Metadata-Version: 2.3
Name: sesdiff
Version: 0.3.2
Requires-Dist: pytest ; extra == 'test'
Provides-Extra: test
Summary: Generates a shortest edit script (Myers' diff algorithm) to indicate how to get from the strings in column A to the strings in column B. Also provides the edit distance (levenshtein).
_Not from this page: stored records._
PR #31934, opened 2020-10-19
Update carousel.md

manonthemat:
Clarify that carousel's interval is set in milliseconds.


site/content/docs/5.0/components/carousel.md
```diff
@@ -286,7 +286,7 @@ Options can be passed via data attributes or JavaScript. For data attributes, ap
       <td><code>interval</code></td>
       <td>number</td>
       <td><code>5000</code></td>
-      <td>The amount of time to delay between automatically cycling an item. If false, carousel will not automatically cycle.</td>
+      <td>The amount of time in ms to delay between automatically cycling an item. If false, carousel will not automatically cycle.</td>
```
XhmikosR, line 289: @mdo or `in milliseconds`, your call. We should also backport this.

mdo, line 289:
```suggestion
      <td>The amount of time in milliseconds to delay between automatically cycling an item. If false, carousel will not automatically cycle.</td>
```

XhmikosR:
@mdo I think we need to change all instances like in popovers and toasts too, so that we are consistent.

@manonthemat can you take care of it please?

site/content/docs/5.0/components/carousel.md
patrickhlauke: counter-counter proposal: "the amount of delay (in ms) before cycling an item"

manonthemat:
> @manonthemat can you take care of it please?

Will do.

XhmikosR:
@manonthemat can you also change the other instances in docs?

XhmikosR:

*This is an automated reply*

This is the Python binding.
Keywords: nlp,text-processing,lemmatization,linguistics
Home-Page: https://github.com/proycon/sesdiff/
Author: Maarten van Gompel <proycon@anaproy.nl>
Author-email: Maarten van Gompel <proycon@anaproy.nl>
License: GPL-3.0+
Description-Content-Type: text/markdown; charset=UTF-8; variant=GFM
Project-URL: Source Code, https://github.com/proycon/sesdiff

## Sesdiff python binding

## Description

This is a python library that reads relates two strings and computes the
shortest edit script (Myers' diff algorithm) to go from the string in column A
to the string in column B. It also computes the edit distance (aka levenshtein
distance).

There is also a [command line version](../) available.

## Installation

```
pip install sesdiff
```

## Usage

The `shortest_edit_script` function returns an `EditScript` instance containing
the instructions needed to get from string A to string B. Instructions are
represented as two-tuples with the first string being a character representing
the edit instruction type (`+` for insertion, `-` for deletion, `=` for
identity) and the second the actual textual content.

```python
from sesdiff import shortest_edit_script, Mode

#normal mode
result = shortest_edit_script("hablaron","hablar")
assert result.distance() == 2
assert len(result) == 2 
assert result[0] == ('=',"hablar")
assert result[1] == ('-',"on")

#print all instructions
for instruction in result:
    print(instruction)

#suffix mode
result = shortest_edit_script("hablaron","hablar", Mode.SUFFIX)
assert result.distance() == 2
assert len(result) == 1
assert result[0] == ('-',"on")

#works fine with unicode:
result = shortest_edit_script("говорим","говорить")
assert result.distance() == 3
assert len(result) == 3
assert result[0] == ('=',"говори")
assert result[1] == ('-',"м")
assert result[2] == ('+',"ть")
```

## Limitations

The apply functionality from the main library/CLI tool is not implemented yet.

Do not use this library if you're merely interested in computing levenshtein
distance, it comes with performance overhead to return the actual edit scripts.